BEGIN Records for this exercise

PR #887, opened 2025-04-03
Support melange.5.1.0-53

davesnx:


anmonteiro:
I updated the tests here, is  there anything missing before this can be merged?

test/melange-testing-library/react/ReactTestingLibrary.re
```diff
@@ -1,6 +1,8 @@
 open DomTestingLibrary;
 
-module FireEvent = FireEvent;
+module FireEvent = {
+  include FireEvent;
```
davesnx, line 4: is this change on purpose @anmonteiro ?

davesnx:
I want to make a release without ppxlib 0.36.0 (that would come with melange 5.1, if I'm not mistaken, per https://github.com/melange-re/melange/blob/main/melange.opam#L17) before merging this

PR #893, opened 2025-06-03
Prepare for 0.16.0

davesnx:
- Add unreleased PRs into CHANGES.md
- Fix melange dependency in dune-projects
- Update testing-library with React 19 version patch
- Remove version and other meta from package.json


davesnx:
I changed the demo to be only available in profile dev, which makes it only run in local and avoids CI/release etc

Issue #782, opened 2016-07-13
Update local run/debug to use the common library


etanshaul:

joaoandremartins:
@etanshaul as discussed, going to take over this. Feel free to assign other existing similar issues on the run/debug with commlib to me!

joaoandremartins:
Currently, running an app locally is very tightly coupled with running a Java process (because in any other way, e.g., an API call, the debugger can't work).

So, for this work, my suggestion is to first change all SDK location mechanisms to be performed using the library and, on a second stage, change the Java process run into an API call (if possible).

etanshaul:
The CloudSdk builder has a callback (startListener) which gives the running process. I wonder if this can be used? Check out AppEngineRunner#run() to see how I'm using it for deploy.

etanshaul:
Also regarding the changing of the SDK locations - I'm also working on #787 and #781 which are tightly coupled to each other, and to this. 

So we may want to coordinate a plan - my approach currently is to keep all the old SDK (appcfg) code as is, deprecate it, and move the new gcloud SDK code alongside it. After that is done, and after all consumers use the gcloud sdk, we can remove the deprecated appcfg code.

joaoandremartins:
The current implementation with `AppEngineServerConfigurationType` relies on `JavaCommandLineStartupPolicy` to run code on start and shutdown, and to run a Java process with arguments given by us.

The whole IDEA framework seems to be geared towards Run/Debug Configurations only running processes, whereas we only want to make a library call.

http://www.jetbrains.org/intellij/sdk/docs/basics/run_configurations/run_configuration_execution.html

Because the com.intellij.javaee framework appears to be limited in functionality and severely lacks documentation, I'm going to give it a shot at creating a new Run/Debug Configuration for devappserver, with a ProgramRunner that only calls the library.

patflynn:
@joaoandremartins should this be linked to your last PR?

PR #811, opened 2016-08-04
Use common library to run standard apps locally

joaoandremartins:
@etanshaul @aslo PTAL

This is just a proof of concept, it still needs considerable work.

Just interested in your high level opinion on the direction this is headed.


google-cloud-tools-plugin/ultimate/src/com/intellij/appengine/server/run/CloudSdkStartupPolicy.java
```diff
@@ -0,0 +1,134 @@
...
+              throws ExecutionException {
+            AppEngineServerModel runConfiguration =
+                (AppEngineServerModel) commonModel.getServerModel();
+
+            // This is the place we have access to the debug jvm flag provided by IJ in the
+            // Startup/Shutdown tab. We need to add it here.
+            String jvmDebugFlag = map.get("").trim();
+            runConfiguration.addJvmFlag(jvmDebugFlag);
+
+            AppEngineRunTask runTask = new AppEngineRunTask(runConfiguration, null, null, null);
```
etanshaul: will this eventually take in the listeners?

joaoandremartins: Nope. I actually just added a new AppEngineRunTask constructor that only takes in a runConfiguration and am using it here.

etanshaul:
@joaoandremartins yes this approach looks straightforward and makes sense to me.

I still wonder to what degree the server configuration UI can be customized, beyond what is injected via `AppEngineRunConfigurationEditor`. For example, I remember noticing differences in the UI that was shown for tomcat and the UI that was shown for the old App Engine local run. Maybe these differences were all in the custom, non platform, part of the UI..

joaoandremartins:
@etanshaul @patflynn @aslo PTAL

This PR:
- Refactors AppEngineRunner into AppEngineExecutor,
- Changes Files by Paths in several locations,
- Removes AppEngineSdk on the ultimate surface (and a bit of the main surface, which is fully dealt with in #822),
- Moves from App Engine SDK to Cloud SDK (through common lib) to run local projects, reusing the Application Servers framework.

Some work left:
- Reuse CloudSdkPanel on the Configure button when https://youtrack.jetbrains.com/oauth?state=%2Fissue%2FIDEA-110316 is fixed,
- Add "Build artifact" task on newly created configurations (by default, a project is created with a Run/Debug configuration which contains the Build task)

Also, the config UI looks like this:

screenshot from 2016-08-18 11 04 57
screenshot from 2016-08-18 11 05 10
screenshot from 2016-08-18 11 05 26
screenshot from 2016-08-18 11 05 37
screenshot from 2016-08-18 11 05 48

I'm inclined to remove the Python and Custom VM Runtime panels.

google-cloud-tools-plugin/src/com/google/cloud/tools/intellij/appengine/cloud/AppEngineCloudType.java
```diff
@@ -118,8 +118,8 @@ public void connect(@NotNull ConnectionCallback<AppEngineDeploymentConfiguration
 
       if (!Services.getLoginService().isLoggedIn()) {
         callback.errorOccurred(GctBundle.message("appengine.deployment.error.not.logged.in"));
-      } else if (CloudSdkUtil.isCloudSdkExecutable(
-          CloudSdkUtil.toExecutablePath(CloudSdkService.getInstance().getCloudSdkHomePath()))) {
+      } else if (CloudSdkUtil.isCloudSdkExecutable(CloudSdkUtil.toExecutablePath(
+          CloudSdkService.getInstance().getCloudSdkHomePath().toString()))) {
```
etanshaul: what is getCloudSdkHomePath is null?

google-cloud-tools-plugin/src/com/google/cloud/tools/intellij/appengine/cloud/AppEngineRunTask.java
```diff
@@ -0,0 +1,73 @@
...
+import com.google.cloud.tools.appengine.cloudsdk.process.ProcessOutputLineListener;
+import com.google.cloud.tools.appengine.cloudsdk.process.ProcessStartListener;
+import com.google.cloud.tools.intellij.appengine.sdk.CloudSdkService;
+
+import org.jetbrains.annotations.NotNull;
+
+/**
+ * Represents an App Engine Standard run task. (i.e., devappserver)
+ */
+public class AppEngineRunTask implements AppEngineTask {
```
etanshaul: maybe `AppEngineLocalRunTask`?

google-cloud-tools-plugin/src/com/google/cloud/tools/intellij/appengine/sdk/CloudSdkPanel.java
```diff
@@ -111,15 +111,15 @@ JLabel getWarningMessage() {
 
   public boolean isModified() {
     return !Comparing.strEqual(getCloudSdkDirectory(),
-        CloudSdkService.getInstance().getCloudSdkHomePath());
+        CloudSdkService.getInstance().getCloudSdkHomePath().toString());
```
etanshaul: null check for getCloudSdkHomePath?

google-cloud-tools-plugin/src/com/google/cloud/tools/intellij/appengine/sdk/CloudSdkPanel.java
```diff
@@ -111,15 +111,15 @@ JLabel getWarningMessage() {
...
   }
 
   public void apply() throws ConfigurationException {
     CloudSdkService.getInstance().setCloudSdkHomePath(getCloudSdkDirectory());
   }
 
   public void reset() {
-    setCloudSdkDirectoryText(CloudSdkService.getInstance().getCloudSdkHomePath());
+    setCloudSdkDirectoryText(CloudSdkService.getInstance().getCloudSdkHomePath().toString());
```
etanshaul: same comment about null

google-cloud-tools-plugin/src/com/google/cloud/tools/intellij/appengine/sdk/DefaultCloudSdkService.java
```diff
@@ -32,8 +35,10 @@ public DefaultCloudSdkService() {
   }
 
   @Override
-  public String getCloudSdkHomePath() {
-    return propertiesComponent.getValue(CLOUD_SDK_PROPERTY_KEY);
+  public Path getCloudSdkHomePath() {
```
etanshaul: @Nullable

google-cloud-tools-plugin/ultimate/src/com/google/cloud/tools/intellij/appengine/server/instance/AppEngineRunConfigurationEditor.java
```diff
@@ -84,25 +113,78 @@ private void onArtifactChanged() {
...
+    adminPort.setText(serverModel.getAdminPort() != null
+        ? String.valueOf(serverModel.getAdminPort()) : "");
+    authDomain.setText(serverModel.getAuthDomain());
+    storagePath.setText(serverModel.getStoragePath());
+    logLevel.setSelectedItem(serverModel.getLogLevel());
+    maxModuleInstances.setText(serverModel.getMaxModuleInstances() != null
+        ? String.valueOf(serverModel.getMaxModuleInstances()) : "");
+    useMtimeFileWatcher.setSelected(serverModel.getUseMtimeFileWatcher());
+    threadsafeOverride.setText(serverModel.getThreadsafeOverride());
+    jvmFlags.setDialogCaption("Server Parameters");
```
etanshaul: localize ui messages in this class

google-cloud-tools-plugin/ultimate/src/com/google/cloud/tools/intellij/appengine/server/run/CloudSdkStartupPolicy.java
```diff
@@ -0,0 +1,142 @@
...
+          public String getDisplayString() {
+            return "App Engine Plugins Core library";
+          }
+
+          @Override
+          public OSProcessHandler createProcessHandler(String string, Map<String, String> map)
+              throws ExecutionException {
+            AppEngineServerModel runConfiguration;
+            try {
+              // Getting the clone so the debug flags aren't added to the persisted settings.
```
etanshaul: Can you explain a bit more? Why don't you want these settings persisted?

google-cloud-tools-plugin/ultimate/src/com/google/cloud/tools/intellij/appengine/server/run/CloudSdkStartupPolicy.java
```diff
@@ -0,0 +1,142 @@
...
+              runConfiguration = (AppEngineServerModel) commonModel.getServerModel().clone();
+            } catch (CloneNotSupportedException ee) {
+              throw new ExecutionException(ee);
+            }
+
+            // This is the place we have access to the debug jvm flag provided by IJ in the
+            // Startup/Shutdown tab. We need to add it here.
+            String jvmDebugFlag = map.get("");
```
etanshaul: the key is really an empty string?

google-cloud-tools-plugin/ultimate/src/com/google/cloud/tools/intellij/appengine/server/integration/AppEngineServerHelper.java
```diff
@@ -32,14 +33,11 @@
   public ApplicationServerInfo getApplicationServerInfo(
       ApplicationServerPersistentData persistentData)
       throws CantFindApplicationServerJarsException {
-    final AppEngineSdk sdk = ((AppEngineServerData) persistentData).getSdk();
-    String version = sdk.getVersion();
-    return new ApplicationServerInfo(sdk.getLibraries(),
-        "AppEngine Dev" + (version != null ? " " + version : ""));
+    return new ApplicationServerInfo(new File[]{}, "Cloud SDK");
```
etanshaul: Assuming this is the place where the local run config name (visible in the UI) is set, I'm more in favor of calling it something like App Engine Local Server or something like that. Users don't really need to care too much about the Cloud SDK (aside from initially giving the path). Plus Cloud SDK isn't clear to me that its about running a local dev server.

etanshaul:
@joaoandremartins regarding this error you were seeing when doing a local run with `<vm>true</true>`:

image

I spoke to @meltsufin about this and it happens with Java 8. They implemented a fix in the maven plugin to add a [JVM flag ](https://www.google.com/url?q=https%3A%2F%2Fgithub.com%2FGoogleCloudPlatform%2Fapp-maven-plugin%2Fblob%2Fmaster%2Fsrc%2Fmain%2Fjava%2Fcom%2Fgoogle%2Fcloud%2Ftools%2Fmaven%2FRunMojo.java%23L213&sa=D&sntz=1&usg=AFQjCNEd68bVI8NVpocDuwGyQT9kLXbuug)to get around it.

We can do something similar in the meantime, but I will file something against the common-lib to move this logic there.

etanshaul:
Is piping the output of the the dev appserver to the IJ console window on the roadmap here? Currently it looks like it just shows "running" and "connected".

google-cloud-tools-plugin/src/com/google/cloud/tools/intellij/appengine/cloud/AppEngineRunTask.java
```diff
@@ -0,0 +1,73 @@
...
+  private RunConfiguration runConfig;
+  private ProcessOutputLineListener stdOutListener;
+  private ProcessOutputLineListener stdErrListener;
+  private ProcessExitListener exitListener;
+
+  public AppEngineRunTask(@NotNull RunConfiguration runConfig) {
+    this.runConfig = runConfig;
+  }
+
+  public AppEngineRunTask(@NotNull RunConfiguration runConfig,
```
etanshaul: This constructor is never used.

google-cloud-tools-plugin/src/com/google/cloud/tools/intellij/appengine/cloud/AppEngineRunTask.java
```diff
@@ -0,0 +1,73 @@
...
+      ProcessOutputLineListener stdErrListener,
+      ProcessExitListener exitListener) {
+    this(runConfig);
+    this.stdOutListener = stdOutListener;
+    this.stdErrListener = stdErrListener;
+    this.exitListener = exitListener;
+  }
+
+  @Override
+  public void execute(ProcessStartListener startListener) {
```
etanshaul: Not for this PR, but something to think about - do we want analytics pings for local dev server runs? @chanseokoh

google-cloud-tools-plugin/ultimate/build.gradle
```diff
@@ -36,6 +36,9 @@ dependencies {
     compile files(project(':google-cloud-tools-plugin').sourceSets.main.output)
     compile files(project(':google-cloud-tools-plugin:jps-plugin').sourceSets.main.output)
     compile files("${System.properties['java.home']}/../lib/tools.jar")
+    compile ('com.google.cloud.tools:appengine-plugins-core:0.1.4') {
```
etanshaul: Since this is also defined in the google-cloud-tools-plugin module maybe we should extract out the version to a variable so we don't have to update it in two places when upgrading the lib.

google-cloud-tools-plugin/src/com/google/cloud/tools/intellij/appengine/cloud/AppEngineRunTask.java
patflynn: yes.

chanseokoh: Never hurts sending whatever is interesting (less PII), and actually it looks like a very good idea.

google-cloud-tools-plugin/src/com/google/cloud/tools/intellij/appengine/cloud/AppEngineCloudType.java
joaoandremartins: Added null check.

patflynn: If it's possible for the cloudSdkHomePath to be invalid why not expose that as a method on the service? e.g. cloudSdkService.hasValidSdk() or something like that.

google-cloud-tools-plugin/src/com/google/cloud/tools/intellij/appengine/cloud/AppEngineRunTask.java
patflynn: +1

google-cloud-tools-plugin/ultimate/src/com/google/cloud/tools/intellij/appengine/server/run/CloudSdkStartupPolicy.java
joaoandremartins: The settings we get here are already persisted. We don't want to persist them including the jvm debug flag that we're adding.
If we used the same reference, each Debug invocation would add the same debug flag over and over again. (e.g., -agentlib:jdwp=transport=dt_socket,address=127.0.0.1:37180,suspend=y,server=n).

google-cloud-tools-plugin/ultimate/src/com/google/cloud/tools/intellij/appengine/server/run/CloudSdkStartupPolicy.java
joaoandremartins: Indeed. And nothing can change it AFAIU.

google-cloud-tools-plugin/src/com/google/cloud/tools/intellij/appengine/cloud/AppEngineCloudType.java
joaoandremartins: The issue isn't that the path isn't valid, but rather it isn't set. That's the only way propertiesComponent.getValue(CLOUD_SDK_PROPERTY_KEY) can be set to null. Paths.get() actually doesn't perform any validation.
But we're still not doing any SDK path validation here, and the IDE is exploding when we set an invalid path. This would be solved by reusing CloudSdkPanel, which does the error checking.

@etanshaul should we move SDK checking to the CloudSdkService level, so that it doesn't let you create an SDK with an incorrect path?

etanshaul: @patflynn previously agreed that we don't want to prevent the user from creating an invalid SDK. There is an exception: the Cloud UI forces the user to have a valid path. So bottom line is that we can't always assume its set or valid.

google-cloud-tools-plugin/src/com/google/cloud/tools/intellij/appengine/cloud/AppEngineExecutor.java
```diff
@@ -23,14 +23,14 @@
 import com.intellij.openapi.vcs.impl.CancellableRunnable;
 
 /**
- * Runner of {@link AppEngineTask}'s.
+ * Executor of {@link AppEngineTask}'s.
  */
-public class AppEngineRunner implements CancellableRunnable {
+public class AppEngineExecutor implements CancellableRunnable {
```
patflynn: @etanshaul 

I'm noticing that this is a 'generic' executor but calls APP_ENGINE_DEPLOY_CANCEL ping on cancel.

google-cloud-tools-plugin/src/com/google/cloud/tools/intellij/appengine/cloud/AppEngineCloudType.java
etanshaul: Also, CloudSdkPanel does not force the user to have a non-empty or valid SDK. Its up to users of the panel (other panels that include it) decide if they want to override this behavior.

google-cloud-tools-plugin/src/com/google/cloud/tools/intellij/appengine/sdk/CloudSdkService.java
```diff
@@ -27,7 +29,7 @@ public static CloudSdkService getInstance() {
     return ServiceManager.getService(CloudSdkService.class);
   }
 
-  public abstract String getCloudSdkHomePath();
+  public abstract Path getCloudSdkHomePath();
 
   public abstract void setCloudSdkHomePath(String path);
```
patflynn: if we return a Path, shouldn't we accept a Path?

google-cloud-tools-plugin/src/com/google/cloud/tools/intellij/appengine/cloud/AppEngineExecutor.java
etanshaul: Good catch. Thats a bug.

etanshaul: https://github.com/GoogleCloudPlatform/gcloud-intellij/issues/831

google-cloud-tools-plugin/src/com/google/cloud/tools/intellij/appengine/cloud/AppEngineCloudType.java
joaoandremartins: Ah, yes. The big red warning led me to think I couldn't click yes, but I was just able to. In that case, I think I'll need to replicate the SDK check on my editor. Or maybe factor SDK checking. i.e., what Patrick suggested earlier.

google-cloud-tools-plugin/src/com/google/cloud/tools/intellij/appengine/sdk/CloudSdkService.java
joaoandremartins: I thought about this, but we're really only using the String part of the Path to set the value in propertiesComponent.
In practice, we'd be converting to a Path to call the method, and then the method would do the opposite conversion to String.

That being said, which would you prefer? String or Path?

google-cloud-tools-plugin/ultimate/build.gradle
joaoandremartins: Done.

google-cloud-tools-plugin/src/com/google/cloud/tools/intellij/appengine/cloud/AppEngineCloudType.java
joaoandremartins: The functionality I'm looking for is actually already in CloudSdkUtil.

google-cloud-tools-plugin/src/com/google/cloud/tools/intellij/appengine/sdk/CloudSdkPanel.java
```diff
@@ -110,16 +111,22 @@ JLabel getWarningMessage() {
...
 
   public boolean isModified() {
-    return !Comparing.strEqual(getCloudSdkDirectory(),
-        CloudSdkService.getInstance().getCloudSdkHomePath());
+    if (getCloudSdkDirectory() != null) {
+      return Paths.get(getCloudSdkDirectory())
+          .compareTo(CloudSdkService.getInstance().getCloudSdkHomePath()) != 0;
+    }
+
+    return CloudSdkService.getInstance().getCloudSdkHomePath() != null;
```
joaoandremartins: @etanshaul can you validate this is the desired behaviour?

etanshaul: Moving my comment to the right place:

What about the case where one is null, and the other is empty? Just trying to make sure this does what we expect: e.g. if the field is empty string, but the SDK from the service is null, will this return true?

joaoandremartins: After trying this with SDK as null and got an NPE.

Changing so that comparison is made if both are not null, otherwise returns true if any of them isn't null and false if both are null.

Let me know if that's what we want.

joaoandremartins:
Ah yes, I didn't tell you but I was in talks with the Java team and they told me everything would be fixed when they were able to push 1.9.42 to gcloud (they were having some issues), so I didn't worry any more about it. There is a flag you can pass (-Dappengine.user.timezone=UTC) to make it work, but since this will eventually be fixed, I'm not going to do anything there.

The issue with output piping is a little bit weirder. I must have done something that caused output not to be redirected anymore.

joaoandremartins:
I can't find anything I did that could have caused this and the OSProcessHandler interface changed in the meantime, so it could be that IJ changed something that caused the process to not attach to a console anymore.

I'll keep looking but, if this is on the IJ side, I'll have to open an issue with them.

meltsufin:
This is interesting. So, we won't need to add '-Dappengine.user.timezone=UTC' for Java 8, when App Engine SDK 1.9.42 is pushed to gcloud.

joaoandremartins:
Ah, output piping is made possible by a fix I made locally for the common library that needs to be pushed first. It stopped working when I changed the lib version from 0.1.5-SNAPSHOT to 0.1.4.

What do you think of pushing this as is, pushing the fix to the common lib, then changing the commlib version here to 0.1.5?

joaoandremartins:
The fix is actually already deployed to the lib (https://github.com/GoogleCloudPlatform/appengine-plugins-core/pull/184). I'm guessing we now only need to push a new library version, update the version there to 0.1.6-SNAPSHOT and set 0.1.5 here.

@meltsufin what do you think?

etanshaul:
Why don't we release the new version of the lib with the fix, and create a quick PR to update the version here first. That way we can verify it in this PR.

google-cloud-tools-plugin/ultimate/src/com/google/cloud/tools/intellij/appengine/server/run/CloudSdkStartupPolicy.java
etanshaul: Ok. I'm sure I understand this (why would they be persisted over and over again..seems like a symptom of something that should be refactored). But if there's no other way I'll take your word for it.

joaoandremartins:
@etanshaul @patflynn @aslo I think this is ready. PTAL

patflynn:
Got an error trying to add an Application Server to the run configuration:
[ 258370]  ERROR - l.treeView.AbstractTreeUpdater - com.intellij.openapi.roots.ui.configuration.libraryEditor.LibraryTableTreeBuilder 
--------------Creation trace: 
java.lang.Throwable
	at com.intellij.openapi.roots.impl.libraries.LibraryImpl.<init>(LibraryImpl.java:130)
	at com.intellij.openapi.roots.impl.libraries.LibraryImpl.<init>(LibraryImpl.java:102)
	at com.intellij.openapi.roots.impl.libraries.LibraryTableBase$LibraryModel.createLibrary(LibraryTableBase.java:292)
	at com.intellij.openapi.roots.impl.libraries.LibraryTableBase$LibraryModel.createLibrary(LibraryTableBase.java:286)
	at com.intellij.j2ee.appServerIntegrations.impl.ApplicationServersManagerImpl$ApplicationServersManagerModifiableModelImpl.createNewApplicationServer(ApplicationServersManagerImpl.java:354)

END Records for this exercise

→ **What is being asked**
Your answer must consist solely of the lines above between the line holding "The whole IDEA" and the line holding "sense to me.", inclusive, copied exactly.

→ **Exercise solution**
The whole IDEA framework seems to be geared towards Run/Debug Configurations only running processes, whereas we only want to make a library call.

http://www.jetbrains.org/intellij/sdk/docs/basics/run_configurations/run_configuration_execution.html

Because the com.intellij.javaee framework appears to be limited in functionality and severely lacks documentation, I'm going to give it a shot at creating a new Run/Debug Configuration for devappserver, with a ProgramRunner that only calls the library.

patflynn:
@joaoandremartins should this be linked to your last PR?

PR #811, opened 2016-08-04
Use common library to run standard apps locally

joaoandremartins:
@etanshaul @aslo PTAL

This is just a proof of concept, it still needs considerable work.

Just interested in your high level opinion on the direction this is headed.


google-cloud-tools-plugin/ultimate/src/com/intellij/appengine/server/run/CloudSdkStartupPolicy.java
```diff
@@ -0,0 +1,134 @@
...
+              throws ExecutionException {
+            AppEngineServerModel runConfiguration =
+                (AppEngineServerModel) commonModel.getServerModel();
+
+            // This is the place we have access to the debug jvm flag provided by IJ in the
+            // Startup/Shutdown tab. We need to add it here.
+            String jvmDebugFlag = map.get("").trim();
+            runConfiguration.addJvmFlag(jvmDebugFlag);
+
+            AppEngineRunTask runTask = new AppEngineRunTask(runConfiguration, null, null, null);
```
etanshaul: will this eventually take in the listeners?

joaoandremartins: Nope. I actually just added a new AppEngineRunTask constructor that only takes in a runConfiguration and am using it here.

etanshaul:
@joaoandremartins yes this approach looks straightforward and makes sense to me.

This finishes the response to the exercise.